_Problem requirements_:
Could you copy out every line of the data where the word "However" occurs?

_Excerpted data_:
Issue #226, opened 2023-03-14
Exclude directories from analysis


colindean:
**Is your feature request related to a problem? Please describe.**

When I tried to run fawltydeps for the first time, it caught some stuff in my project's `dist` and `build` directories. E.g., `dist` contains a requirements.txt generated from my Poetry config. 

**Describe the solution you'd like**

These directories could be ignored entirely, likely by default but also by configuration.

**Describe alternatives you've considered**

I could run `make clean` to delete these directories before running fawltydeps, but that'd cost extra time later on my workstation. It'd also necessitate running fawltydeps in CI before anything is generated.

jherland:
Thanks for reporting!

I'm wondering if it would be "safe" to always ignore `dist/` and `build/` or if there cases where that would backfire. Maybe safer to take our ignore list from some other source, like `.gitignore`. Would that work in your case?

For now I added this issue to our roadmap (#195).

colindean:
I think it would be safe to use the .gitignore in this case. Thanks for considering this!

jherland:
Note to selves: When we get around to implementing a better mechanism for ignoring files, please take https://github.com/tweag/FawltyDeps/pull/326#discussion_r1259238169 into consideration; in particular: consider if there are cases where the search for code/deps/pyenv sources _differ_ in what paths should be ignored.

For example: it might make sense for code and deps to ignore hidden (dot) dirs, while the pyenv search _should_ descend into these dirs?

md384:
I second this issues and would like to configuration argument that would accept globs (or just simple paths) to ignore to allow a little more flexibility.

dorranh:
+1 for this feature. I've encountered the same issue when running FawltyDeps in a project which had a quick, ad-hov virtual environment created in the project directory for experimentation purposes.

jherland:
With the [v0.15.0 release](https://github.com/tweag/FawltyDeps/releases/tag/v0.15.0), we now support `--exclude` to ignore files and directories. For now, `--exclude` defaults to the `.*` pattern, meaning that "hidden" files/directories are excluded by default.

We don't (yet) exclude `build/` and `dist/` by default, so you'd have to specify `--exclude build/ dist/` on the command-line (or `exclude = ["build/", "dist/"]` in the FawltyDeps section of your `pyproject.toml`)

[...]

PR #324, opened 2023-05-08
New code for traversing directories

jherland:
(Depends on #318)

Commits:
- `utils`: Add `DirectoryTraversal`, a more powerful alternative to `walk_dir()`
- `traverse_project`: Refactor `find_sources()` to `DirectoryTraversal`
- Move `walk_dir()` from `fawltydeps.utils` to `tests.utils`

### DIFF
--- a/fawltydeps/traverse_project.py
+++ b/fawltydeps/traverse_project.py
@@ -1,18 +1,18 @@
 """Traverse a project to identify appropriate inputs to FawltyDeps."""
 import logging
 from pathlib import Path
-from typing import AbstractSet, Dict, Iterator, Optional, Set, Type
+from typing import AbstractSet, Iterator, Optional, Type, Union
 
 from fawltydeps.extract_declared_dependencies import validate_deps_source
 from fawltydeps.extract_imports import validate_code_source
 from fawltydeps.settings import Settings
 from fawltydeps.types import CodeSource, DepsSource, Source, UnparseablePathException
-from fawltydeps.utils import walk_dir
+from fawltydeps.utils import DirectoryTraversal
 
 logger = logging.getLogger(__name__)
 
 
-def find_sources(
+def find_sources(  # pylint: disable=too-many-branches
     settings: Settings,
     source_types: AbstractSet[Type[Source]] = frozenset([CodeSource, DepsSource]),
 ) -> Iterator[Source]:
@@ -22,18 +22,23 @@ def find_sources(
     and yield the corresponding *Source objects found.
     """
 
-    # Collect any directories we will need to traverse.
-    dirs_to_traverse: Dict[Path, Set[Type[Source]]] = {}
+    logger.debug("find_sources() Looking for sources under:")
+    logger.debug(f"    code:   {settings.code}")
+    logger.debug(f"    deps:   {settings.deps}")
+
+    traversal: DirectoryTraversal[Union[Type[Source], Path]] = DirectoryTraversal()
 
     for path_or_special in settings.code if CodeSource in source_types else []:
         # exceptions raised by validate_code_source() are propagated here
         validated: Optional[Source] = validate_code_source(path_or_special)
         if validated is not None:  # parse-able file given directly
+            logger.debug(f"find_sources() Found {validated}")
             yield validated
         else:  # must traverse directory
             # sanity check: convince mypy that SpecialPath is already handled
             assert isinstance(path_or_special, Path)
-            dirs_to_traverse.setdefault(path_or_special, set()).add(CodeSource)
+            traversal.add(path_or_special, CodeSource)
+            traversal.add(path_or_special, path_or_special)  # also record base dir
 
     for path in settings.deps if DepsSource in source_types else []:
         # exceptions raised by validate_deps_source() are propagated here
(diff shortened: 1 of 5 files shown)


tests/test_dir_traversal.py
```diff
@@ -0,0 +1,278 @@
...
+                ExpectedTraverseStep("sub1", ["rel_link_sub2"], [], []),
+                ExpectedTraverseStep("sub1/rel_link_sub2", ["abs_link_sub1"], [], []),
+            ],
+            [
+                ExpectedTraverseStep(".", ["sub1", "sub2"], [], []),
+                ExpectedTraverseStep("sub2", ["abs_link_sub1"], [], []),
+                ExpectedTraverseStep("sub2/abs_link_sub1", ["rel_link_sub2"], [], []),
+            ],
+        ],
+    ),
```
Nour-Mws, line 192: There's no `add` here. How is the traversal's `to_traverse` set initialized?

fawltydeps/traverse_project.py
```diff
@@ -22,43 +22,58 @@ def find_sources(
...
         validated: Optional[Source] = validate_code_source(path_or_special)
         if validated is not None:  # parse-able file given directly
+            logger.debug(f"find_sources() Found {validated}")
             yield validated
         else:  # must traverse directory
             # sanity check: convince mypy that SpecialPath is already handled
             assert isinstance(path_or_special, Path)
-            dirs_to_traverse.setdefault(path_or_special, set()).add(CodeSource)
+            traversal.add(path_or_special, CodeSource)
+            traversal.add(path_or_special, path_or_special)  # also record base dir
```
Nour-Mws, line 41: I don't follow what this line is doing.

Nour-Mws (commented):
I added some non major comments and questions. I'll need a second quick look after that but this looks good :1st_place_medal:

fawltydeps/traverse_project.py
jherland: We "attach" two pieces of information to the traversal of this directory:
- `CodeSource`: i.e. we want to find/create `CodeSource` objects under this directory
- `path_or_special`: This directory is the _base directory_ we want to use when creating `CodeSource` objects from python files under this directory. This "attached" information is extracted (or "detached") on line 62 below, and is then passed as the `base_dir` argument to the `validate_code_source` call. From there it is stored in the `CodeSource.base_dir` member, and finally passed to `make_isort_config()` to make `isort` correctly discern first- and third-party imports.

The reason why we need to attach this here is that with the new `DirectoryTraversal` code the _base directory_ is no longer implicitly known _while_ we traverse.

Before we had:
```python
    for dir_path, types in dirs_to_traverse.items():
        assert len(types) > 0
        for file in walk_dir(dir_path):
            ...
```
and `dir_path` was assumed to be the base directory. If `dirs_to_traverse` contained both `foo/` and `foo/bar/`, we would end up traversing `foo/bar` _twice_, first with `foo/` as base dir, and then with `foo/bar/`.

The new code fixes that issue, but at the cost of the traversal itself no longer knowing exactly which of `foo/` or `foo/bar/` would be the appropriate base dir. We fix this by "attaching" the correct base dir to the traversal object.

fawltydeps/utils.py
```diff
@@ -23,26 +38,154 @@ def version() -> str:
...
+    def traverse(self) -> Iterator[Tuple[Path, Set[Path], Set[Path], List[T]]]:
+        """Perform the traversal of the added directories.
+
+        For each directory traverse, yield a 4-element tuple consisting of:
+        - The path to the current directory being traversed.
+        - An unordered iterator of all (immediate) subdirectories in the current
+          directory. This is NOT a mutable list, as you might expect from
+          os.walk(); instead, to prevent traversing into a subdirectory, you can
+          call .ignore() with the relevant subdirectory.
+        - An unordered iterator of all files in the current directory
```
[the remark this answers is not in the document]
jherland: Oops, I forgot to update the docstring after a late refactoring. These _could_ have been lazy iterators instead of sets, but then the caller would have to take extra care to make sure they were iterated at most _once_. I'd rather keep things simpler although arguably too much is computed in the case where the caller ends up not referencing these sets.

Will fix the docstring.

tests/test_dir_traversal.py
```diff
@@ -0,0 +1,278 @@
...
+            ExpectedTraverseStep("sub", [], [], [123, 456]),
+        ],
+    ),
+    DirectoryTraversalVector(
+        "one_subdir__attach_data_on_parent__traverse_only_subdir_with_no_data",
+        given=[Dir("sub")],
+        add=[(".", 123), ("sub", None)],
+        ignore=["."],
+        expect=[ExpectedTraverseStep("sub", [], [], [])],
+    ),
```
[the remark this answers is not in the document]
jherland: Yes, I will update the test ID to better explain what's happening here.

As we discussed in the meeting, there are situations where you ignore a directory, but then still want to traverse a subdirectory:
- As of #326  (documented [here](https://github.com/tweag/FawltyDeps/pull/326/files#diff-9caafe56cb1b84736f49984af7489e0ddb419bb9440f98d4c08bca02996871e2R33-R47)), when we find a Python environment, we want to ignore any code or deps inside that Python environment (as they most likely contain code/deps from _dependencies_ and are not relevant to the main project). However, given a sufficiently specific CLI argument, we should _still_ look for sources that the user wants us to find. For example:
   `fawltydeps --pyenv=. --deps=.venv/lib/python3.10/site-packages/foo/`
   The `--pyenv=.` will end up finding a  Python environment at `.venv` which would then cause us to ignore any code or deps sources under `.venv/`. However, the `--deps=.venv/lib/python3.10/site-packages/foo/` is even more specific, so should still find something like `.venv/lib/python3.10/site-packages/foo/requirements.txt`.
- When we get around to fixing #226 by adding an `--ignore` option, you could easily construct similar examples like:
   `fawltydeps --code=. --ignore=tests/sample_projects --code=tests/sample_projects/blog_post_example/`

tests/test_dir_traversal.py
Nour-Mws: No that's fine as it is. I missed that part.

fawltydeps/traverse_project.py
```diff
@@ -22,43 +22,58 @@ def find_sources(
...
+                traversal.ignore(subdir)
 
-    for dir_path, types in dirs_to_traverse.items():
+        types = {t for t in extras if t in source_types}
         assert len(types) > 0
-        for file in walk_dir(dir_path):  # traverse directories only _once_
-            if CodeSource in types:
+        if CodeSource in types:
+            # Retrieve base_dir from closest ancestor, i.e. last Path in extras
+            base_dir = next((x for x in reversed(extras) if isinstance(x, Path)), None)
```
Nour-Mws, line 63: Double checking my understanding here:
If the user passed 2 code directories, where one is the child of the other, e.g. `bar/` and `bar/foo/`, this line's goal is to select one of those as the `base_dir`. And the way these extras are added as the directory is traversed ensures that the child directory will appear later in the list of extras than the parent directory?

fawltydeps/traverse_project.py
Nour-Mws: That makes much more sense now! Thanks for the explanation!

Nour-Mws (approved):
I had a second pass and this looks good. Feel free to resolve and merge as soon as the dependency is resolved :rocket:

fawltydeps/traverse_project.py
jherland: Correct. The `extras` list of attached data comes from the `accumulate_attached_data()` helper inside `DirectoryTraversal.traverse()`, and this one guarantees the order of the attached data (parent dirs before child dirs). The line above reverses this, so that - indeed - we do get the "closest" `base_dir`.

fawltydeps/utils.py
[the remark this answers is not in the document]
jherland: Fixed docstring in c3fd4d6.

_Answer box_:
- As of #326  (documented [here](https://github.com/tweag/FawltyDeps/pull/326/files#diff-9caafe56cb1b84736f49984af7489e0ddb419bb9440f98d4c08bca02996871e2R33-R47)), when we find a Python environment, we want to ignore any code or deps inside that Python environment (as they most likely contain code/deps from _dependencies_ and are not relevant to the main project). However, given a sufficiently specific CLI argument, we should _still_ look for sources that the user wants us to find. For example:
   The `--pyenv=.` will end up finding a  Python environment at `.venv` which would then cause us to ignore any code or deps sources under `.venv/`. However, the `--deps=.venv/lib/python3.10/site-packages/foo/` is even more specific, so should still find something like `.venv/lib/python3.10/site-packages/foo/requirements.txt`.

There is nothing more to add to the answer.